EXERCISE
In the records below, find the line with "jessemapel, line 5: String" and the line with "jessemapel, line 185: comparing". Print both exactly, along with every line between them, and no other line.

DATA LISTING
PR #430, opened 2019-04-07
Add user labels feature

alexellis:
Signed-off-by: Alex Ellis <alexellis2@gmail.com>

## Description

Allows users to pass their own values through stack.yml. These
still need to be consumed within buildshiprun and then forwarded
to the deployment request.

## How Has This Been Tested?

Tested with unit tests.

Tested end-to-end on live environment with:

* 1x function with a label override to prevent scaling to zero (got com.openfaas.scale.zero=false)
* 1x function without a label to prevent scaling to zero (got com.openfaas.scale.zero=true)

Sync the versions in ofc-bootstrap's stack.yml template so that users can benefit when they upgrade.

No immediate impact since faasIdler is off by default.

## Checklist:

I have:

- [x] added unit tests

### DIFF
--- a/buildshiprun/handler.go
+++ b/buildshiprun/handler.go
@@ -25,6 +25,9 @@ const (
 	GitLab = "gitlab"
 )
 
+const scaleToZeroDefault = true
+const zeroScaleLabel = "com.openfaas.scale.zero"
+
 var (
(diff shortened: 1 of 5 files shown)


alexellis:
Please propose the HTTP client idea. I think `http.DefaultClient` is better than `http.Client{}`

alexellis:
Thank you for the review.

Issue #425, opened 2019-03-28
Feature: Support CI/CD from multiple branches to corresponding environments


sachin-dhamane:
We keep long term projects that have longer testing cycle on a different branch. We need ability to have a dedicated environment per branch for CI/CD. After necessary testing, features from these branches will merge back to master which will point to production environment. This allows better control over developing features without losing the CI/CD during development.

## Expected Behaviour

There should be ability to specify which OpenFaaS environment is listening for GitHub events from which branch and trigger CD accordingly.

## Current Behaviour

Currently only merges from master trigger CD.

alexellis:
One way this could be implemented at a low cost would be to have separate environments which are configured to only build from a certain named branch. Right now that named branch is `master`, but if we made this a configuration element you could define in the ofc-bootstrap tool then you could provision for instance two environments in around 200 seconds and then get the experience desired.

The `staging` environment would point at the `staging` branch and have a different set of URLs from the `master` environment (or production).

## GitHub validation

Code/check:

https://github.com/openfaas/openfaas-cloud/blob/ad4bb62902af4e597b60914cb03337f03ea5c45f/github-push/handler.go#L69

Test:

https://github.com/openfaas/openfaas-cloud/blob/4899ff2a3d10cd814a160e69e2c305172792e935/github-push/handler_test.go#L30

## stack.yml check

https://github.com/openfaas/openfaas-cloud/blob/7a72c8af543276ff2073d6bb08eefa1e8d87eb1e/git-tar/function/handler.go#L338

## Image reference format

https://github.com/openfaas/openfaas-cloud/blob/ad3fe9abfb1c40c15028034d0ae12599754cb1c0/git-tar/function/ops.go#L183

## UI for formatting GitHub link/URL to branch

https://github.com/openfaas/openfaas-cloud/blob/86852812d678f71b6f1f42b6f3e712a8d5ff585f/dashboard/client/src/components/FunctionTableItem/FunctionTableItem.jsx#L16

All of the above was found from a GitHub search for the text `"master"`. If we made all of this a config item i.e. `build_branch: dev/staging/master/` then it would be relatively straight-forward to set up multiple environments as per the request.

Alex

alexellis:
@martindekov can you confirm that GitLab is only limited to building from the master branch?

martindekov:
Let me check It out will comment with results

martindekov:
```
status: 200 response: refusing to build non-master branch: refs/heads/whatever
```
[...]

PR #438, opened 2019-04-21
Add building from different branches GitLab

martindekov:
Adding functionality which will ebable building functions
from multiple branches for gitlab-event function by adding
branches environmental variable with comma separated list

Signed-off-by: Martin Dekov <mdekov@vmware.com>

## Description

In Issue #425 me and @matipan agreed to split tasks, he did the majority of the Issue covering git-tar along with GitHub and dashboard this part covers GitLab only so I won't be closing the Issue with this PR.

Conceptual this covers gitlab-push only and you set `branches` environmental variable with comma separated list like so: `master,dev,staging` to enable which branches you would like to be able to build functions from. If unset, defaults to `master` branch only

## How Has This Been Tested?

Unit testing and manual tests here environmental `branches` set to `newbranch`:

### Building master branch fails:
image
### Building newbranch succeeds:
image

In dashboard function is displayed even when build from non-`master` branch.

They will be able to build functions from different branches depending on their needs.

## Checklist:

I have:

- [x] added unit tests

### DIFF
--- a/gitlab.yml
+++ b/gitlab.yml
@@ -24,7 +24,7 @@ functions:
     secrets:
       - gitlab-webhook-secret
       - payload-secret
-      - gitlab-api-token 
+      - gitlab-api-token
 
   gitlab-status:
     lang: go
@@ -41,8 +41,8 @@ functions:
       - gateway_config.yml
     secrets:
       - gitlab-api-token
-      - payload-secret 
-      
+      - payload-secret
+
   gitlab-push:
     lang: go
     handler: ./gitlab-push
@@ -54,8 +54,8 @@ functions:
     environment:
       write_debug: true
       read_debug: true
+      build_branch: "master"
     environment_file:
       - gateway_config.yml
     secrets:
       - payload-secret
- 
--- a/gitlab-push/handler.go
+++ b/gitlab-push/handler.go
@@ -9,6 +9,7 @@ import (
 	"log"
 	"net/http"
 	"os"
+	"strings"
 
 	"github.com/alexellis/hmac"
 	"github.com/openfaas/openfaas-cloud/sdk"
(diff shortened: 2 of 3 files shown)


matipan:
I was under the impression that we were going to support only one branch per environment:
> One way this could be implemented at a low cost would be to have separate environments which are configured to only build from a certain named branch

The git-tar image that I pushed only builds from a single branch specified in an environment variable called `build_branch`. 

Should we support multiple branches or stick to one? @alexellis @martindekov

alexellis:
One branch per deployment for the initial configuration.

martindekov:
Yep, I will reverse that 👍

alexellis:
@martindekov how ready is this PR for review or merge?

gitlab.yml
```diff
@@ -41,21 +41,21 @@ functions:
...
-    image: functions/gitlab-push:0.2.1
+    image: functions/gitlab-push:0.3.0
     labels:
       openfaas-cloud: "1"
       role: openfaas-system
       com.openfaas.scale.zero: false
     environment:
       write_debug: true
       read_debug: true
+      branches: "master,"
```
alexellis: Can this still work even as `branches: "master"` without the `"master,`" (comma)?

martindekov: Yes I have added case in the unit tests but I will remove this functionality

martindekov:
Generally need to remove the multiple branches which will be easy I will do that by EOD otherwise it is tested e2e added unit tests and everything

alexellis:
Thanks I'll await that change :+1:

gitlab.yml
martindekov: Now this is removed 👍

alexellis:
Thank you Martin, and @matipan.

PR #274, opened 2020-02-07
Revert "Added check for downtrack line direction"

acpaquette:
Reverts USGS-Astrogeology/usgscsm#268


jessemapel:
For future reference, we're addressing this at the ISD level instead of the sensor mode level

PR #275, opened 2020-04-09
ALE Isd Object Update

acpaquette:
This PR updates usgscsm to use the ALE isd object


src/UsgsAstroLsSensorModel.cpp
```diff
@@ -2877,7 +2923,7 @@ std::string UsgsAstroLsSensorModel::constructStateFromIsd(const std::string imag
   }
 
   // Get the optional logging file
-  state["m_logFile"] = getLogFile(isd);
+  state["m_logFile"] = "";
```
kberryUSGS, line 2926: Temporary, to be re-added later?

jessemapel:
This is now passing tests locally, but the comparisons in Knoten are not passing yet. So, ALE likely has an issue somewhere and before that gets a new release published we should fix it. I am going to leave this up as a draft and then once the ALE release happens this can be merged in.

jessemapel:
I am merging this into the branch so that we can keep it in sync.

PR #276, opened 2020-04-13
Removed old O-REx model

jessemapel:
This sensor model was never finished and we have no plans to re-visit so it is being removed. If we add support for OCAMS, then it will be through the generic framing sensor model.


jessemapel:
travis Mac is having weird intermittent failures.

jlaura:
I relaunched once before approving seeing it was Mac having Travis issues. Perhaps just rerun in a few hours? Time seems to be Travis' best medicine.

PR #277, opened 2020-04-14
Added root finding algorithm

jessemapel:
This adds Brent's root finding algorithm which we will need to compute the 0 doppler shift time and the ground range in the SAR groundToImage method.

### DIFF
--- a/include/usgscsm/Utilities.h
+++ b/include/usgscsm/Utilities.h
@@ -69,6 +69,14 @@ void lagrangeInterp (
   const int&     i_order,
   double*        valueVector);
 
+// Brent's algorithm for finding the roots of a function
+// Arguments are two inputs that bracket a root, the function, and a convergence tolerance
+double brentRoot(
+  double lowerBound,
+  double upperBound,
+  double (*func)(double),
+  double epsilon = 1e-10);
+
 // Methods for checking/accessing the ISD
 
 double metric_conversion(double val, std::string from, std::string to="m");
--- a/src/Utilities.cpp
+++ b/src/Utilities.cpp
@@ -4,6 +4,7 @@
 #include <Error.h>
 #include <stack>
 #include <utility>
+#include <stdexcept>
 
 using json = nlohmann::json;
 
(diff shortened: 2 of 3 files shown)


jessemapel:
[Implement Brent's method for root finding](https://trello.com/c/JXpn3m3Q/285-implement-brents-method-for-root-finding)

include/usgscsm/Utilities.h
```diff
@@ -69,6 +69,14 @@ void lagrangeInterp (
   const int&     i_order,
   double*        valueVector);
 
+// Brent's algorithm for finding the roots of a function
+// Arguments are two inputs that bracket a root, the function, and a convergence tolerance
+double brentRoot(
```
thareUSGS, line 74: Keeping comment is fine, but do we really want the function named after someone? :-)

jessemapel: It's the name of the algorithm, so I don't see a reason to change it.

src/Utilities.cpp
```diff
@@ -276,6 +277,74 @@ void lagrangeInterp(
...
+        nextPoint += (currentPoint * counterFunc * previousFunc) / ((currentFunc - counterFunc) * (currentFunc - previousFunc));
+        nextPoint += (previousPoint * currentFunc * counterFunc) / ((previousFunc - counterFunc) * (previousFunc - currentFunc));
+      }
+      // Secant method
+      else {
+        nextPoint = currentPoint - currentFunc * (currentPoint - counterPoint) / (currentFunc - counterFunc);
+      }
+
+      // Bisection method
+      if (((currentPoint - nextPoint) * (nextPoint - (3 * counterPoint + currentPoint) / 4) < 0) ||
```
kberryUSGS, line 318: It would still be nice to have the comments you mentioned potentially adding in here about what the various if-checks in here are doing.

kberryUSGS: But they're also really clearly enumerated in https://en.wikipedia.org/wiki/Brent%27s_method, so no big deal if you don't think it's worth adding.

include/usgscsm/Utilities.h
thareUSGS: haha - I thought it was our Brent and he was simply pointing to a generic root finding method.

kberryUSGS: @thareUSGS At first, I thought that, toO!

src/Utilities.cpp
jessemapel: I think I'm just going to leave the comment out. If explanation if needed it's better to just point people to either a lecture or wikipedia.

PR #279, opened 2020-04-16
Add SAR ISD to State method

jessemapel:
The test ISD should be good for actual testing, it's an orbital observation with the same line and sample width.


kberryUSGS:
Thanks for also fixing the failing Travis tests!

PR #280, opened 2020-04-20
Adds ground to image and support functions.

kberryUSGS:
Notable: 

* I know secantRoot needs to be cleaned up and probably moved to Utilities if it's useful. For some reason, I thought it was a good idea to pull this out into a function that takes a lambda about an hour and a half ago. Feedback still useful and requested!

* Looking for your opinion on the best approach for defining functions which need root finding. Ran into a problem where the functions I want to find the roots for _mathematically_ are of one variable, x, but have additional input parameters used as constants in the equation. These values either need to be passed in as input parameters,  _or_ put into the state of the object so they can just be accessed, _or_ instead we can define the function as a lambda inside another function and use the closure to capture the constant values needed. I put a (rough) example of this in the function that calls `secantRoot` as an example for discussion. I'm not sure I like this, but it's the only way that made consistent sense to me. Let me know what you think. 

* You'll also notice a lot of "how to fail"? messages in here. Is there a standard way in CSM to fail? 

* Also, there are a lot of placeholders for "accessing values from the ISD" because I wasn't sure which of these you were working on. These obviously need to be updated.


src/UsgsAstroSarSensorModel.cpp
```diff
@@ -1,13 +1,18 @@
 #include "UsgsAstroSarSensorModel.h"
 #include "Utilities.h"
 
+#include <functional>
+#include <string.h>
```
jessemapel, line 5: String is already included

src/UsgsAstroSarSensorModel.cpp
```diff
@@ -136,3 +141,209 @@ string UsgsAstroSarSensorModel::constructStateFromIsd(
...
+  csm::EcefCoord newGroundPt(groundPt);
+  double time = dopplerShiftRoot(newGroundPt);
+  double slantRange = calcSlantRange(newGroundPt, time);
+
+  if (time != -1) {
+    // Find the ground range, based on the ground-range-to-slant-range polynomial defined by the 
+    // range coefficient set, with a time closest to the calculated time of closest approach
+    double groundRange = slantToGroundRange(groundPt, time, slantRange);
+
+    if (groundRange =! -1) {
```
jessemapel, line 185: comparing a float to -1 seems dubious here.

src/UsgsAstroSarSensorModel.cpp
```diff
@@ -136,3 +141,209 @@ string UsgsAstroSarSensorModel::constructStateFromIsd(
...
+      double line = 1 + (time - START_TIME) / EXPOSURE_DURATION;
+      double sample = 1 + groundRange / SCALED_PIXEL_WIDTH;
+      return csm::ImageCoord(line, sample);
+    }
+  }
+  return csm::ImageCoord(-1, -1); // what do we do if this fails?
```
jessemapel, line 191: If it completely fails we should raise an exception. See Error.h in CSM

src/UsgsAstroSarSensorModel.cpp
```diff
@@ -136,3 +141,209 @@ string UsgsAstroSarSensorModel::constructStateFromIsd(
...
+  double slantRange = calcSlantRange(newGroundPt, time);
+
+  if (time != -1) {
+    // Find the ground range, based on the ground-range-to-slant-range polynomial defined by the 
+    // range coefficient set, with a time closest to the calculated time of closest approach
+    double groundRange = slantToGroundRange(groundPt, time, slantRange);
+
+    if (groundRange =! -1) {
+      double line = 1 + (time - START_TIME) / EXPOSURE_DURATION;
+      double sample = 1 + groundRange / SCALED_PIXEL_WIDTH;
```
jessemapel, line 187: Socet Set and CSM use different coordinate systems. I think the 1+ needs to go away in each of these.

src/UsgsAstroSarSensorModel.cpp
```diff
@@ -136,3 +141,209 @@ string UsgsAstroSarSensorModel::constructStateFromIsd(
...
+
+     lookVector[0] = spacecraftPosition[0] - surfPt.x;
+     lookVector[1] = spacecraftPosition[1] - surfPt.y;
+     lookVector[2] = spacecraftPosition[2] - surfPt.z;
+
+     // Existing vector magnitude function in usgscsm? 
+     double slantRange = sqrt(pow(lookVector[0], 2) +  pow(lookVector[1], 2) + pow(lookVector[2], 2)); 
+
+
+     // Existing dot product function in usgscsm?
```
jessemapel, line 215: None of these functions are in CSM

src/UsgsAstroSarSensorModel.cpp
```diff
@@ -136,3 +141,209 @@ string UsgsAstroSarSensorModel::constructStateFromIsd(
...
+
+  // Lower-bound for doppler-shift
+  double startShift = dopplerShiftFrequency(START_TIME);
+
+  // Upper-bound for doppler-shift
+  double stopShift = dopplerShiftFrequency(STOP_TIME);
+
+  // Make sure we bound root (dopplerShift = 0.0)
+  if (((startShift < 0.0) && (stopShift < 0.0)) || ((startShift > 0.0) && (stopShift > 0.0))) {
+    return -1;
```
jessemapel, line 229: Instead of doing C-style return code, this should just raise an exception that gets caught higher up.

src/UsgsAstroSarSensorModel.cpp
```diff
@@ -136,3 +141,209 @@ string UsgsAstroSarSensorModel::constructStateFromIsd(
...
+      }
+      else {
+        deltaTime = xh - time;
+        xh = time;
+        fh = shift;
+      }
+
+      // See if we are done
+      if ((fabs(deltaTime) <= tolerance) || (shift == 0.0)) {
+        time = time;
```
jessemapel, line 281: time = time?

src/UsgsAstroSarSensorModel.cpp
```diff
@@ -136,3 +141,209 @@ string UsgsAstroSarSensorModel::constructStateFromIsd(
...
+
+  return secantRoot(dopplerShiftFrequency, xl, xh, tolerance, 30);
+}
+
+
+double secantRoot(std::function<double(double)> lambda, double xl, double xh, 
+                  double tolerance, double maxIters) {
+  double time;
+  int j = 0;
+    int found = -1;
```
jessemapel, line 255: Found should just be a boolean.

src/UsgsAstroSarSensorModel.cpp
```diff
@@ -136,3 +141,209 @@ string UsgsAstroSarSensorModel::constructStateFromIsd(
...
+        time = time;
+        found = 0;
+      }
+      j++;
+    }
+    if (found != -1) {
+      return time; 
+    }
+    else {
+      return -1;
```
jessemapel, line 290: This should raise an exception.

src/UsgsAstroSarSensorModel.cpp
```diff
@@ -136,3 +141,209 @@ string UsgsAstroSarSensorModel::constructStateFromIsd(
...
+  // If the ground range guesses at the 2 extremes of the image are equal
+  // or they have the same sign, then the ground range cannot be solved for.
+  if (!((minGroundRangeGuess == maxGroundRangeGuess) || 
+      (minGroundRangeGuess < 0.0 && maxGroundRangeGuess < 0.0) ||
+      (minGroundRangeGuess > 0.0 && maxGroundRangeGuess > 0.0))) {
+
+    // Use Brent's algorithm to find a root of the function:
+    return brentRoot(minGroundRangeGuess, maxGroundRangeGuess, groundRangeFunc, 0.1);
+  }
+  return -1; // How to fail?
```
jessemapel, line 342: Another exception here.

src/UsgsAstroSarSensorModel.cpp
kberryUSGS: You're right, thanks for catching this.

kberryUSGS: Are ISIS and CSM 1 off or 0.5 off?

src/UsgsAstroSarSensorModel.cpp
kberryUSGS: merge error, thanks

src/UsgsAstroSarSensorModel.cpp
kberryUSGS: Cleaning this up, not sure what that was supposed to be

src/UsgsAstroSarSensorModel.cpp
```diff
@@ -136,3 +140,149 @@ string UsgsAstroSarSensorModel::constructStateFromIsd(
...
+  double groundRange = slantToGroundRange(groundPt, time, slantRange);
+
+  double line = (time - START_TIME) / EXPOSURE_DURATION;
+  double sample = groundRange / SCALED_PIXEL_WIDTH;
+  return csm::ImageCoord(line, sample);
+
+  throw csm::Error(
+    csm::Error::UNKNOWN_ERROR,
+    "Could not calculate groundToImage.",
+    "groundToImage");
```
jessemapel, line 179: Why is this here? This will never run because of the return call.

src/UsgsAstroSarSensorModel.cpp
```diff
@@ -136,3 +140,149 @@ string UsgsAstroSarSensorModel::constructStateFromIsd(
...
+   };
+
+  // Lower-bound for doppler-shift
+  double startShift = dopplerShiftFrequency(START_TIME);
+
+  // Upper-bound for doppler-shift
+  double stopShift = dopplerShiftFrequency(STOP_TIME);
+
+  // Make sure we bound root (dopplerShift = 0.0)
+  if (!(((startShift < 0.0) && (stopShift < 0.0)) || ((startShift > 0.0) && (stopShift > 0.0)))) {
```
jessemapel, line 213: It's easier to check that startShift * stopShift < 0.0

kberryUSGS: Good point, thanks!

src/UsgsAstroSarSensorModel.cpp
kberryUSGS: Hey, thanks for catching this. I think this used to be in an 'else' but I've since moved the exceptions to the functions that that this function calls. I'm going to add a try/catch & rethrow this error in here.

src/UsgsAstroSarSensorModel.cpp
kberryUSGS: I just moved this check into the secantRoot function like you did for brentRoot, and removed this code.

kberryUSGS:
[Update ALE isd generation and all code in usgscsm that handles the range coefficients to split the values into a "times" list and a "coefficients" list](https://trello.com/c/iE12A3VD/349-update-ale-isd-generation-and-all-code-in-usgscsm-that-handles-the-range-coefficients-to-split-the-values-into-a-times-list-and)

ANSWER FOR THE TASK
jessemapel, line 5: String is already included

src/UsgsAstroSarSensorModel.cpp
```diff
@@ -136,3 +141,209 @@ string UsgsAstroSarSensorModel::constructStateFromIsd(
...
+  csm::EcefCoord newGroundPt(groundPt);
+  double time = dopplerShiftRoot(newGroundPt);
+  double slantRange = calcSlantRange(newGroundPt, time);
+
+  if (time != -1) {
+    // Find the ground range, based on the ground-range-to-slant-range polynomial defined by the 
+    // range coefficient set, with a time closest to the calculated time of closest approach
+    double groundRange = slantToGroundRange(groundPt, time, slantRange);
+
+    if (groundRange =! -1) {
```
jessemapel, line 185: comparing a float to -1 seems dubious here.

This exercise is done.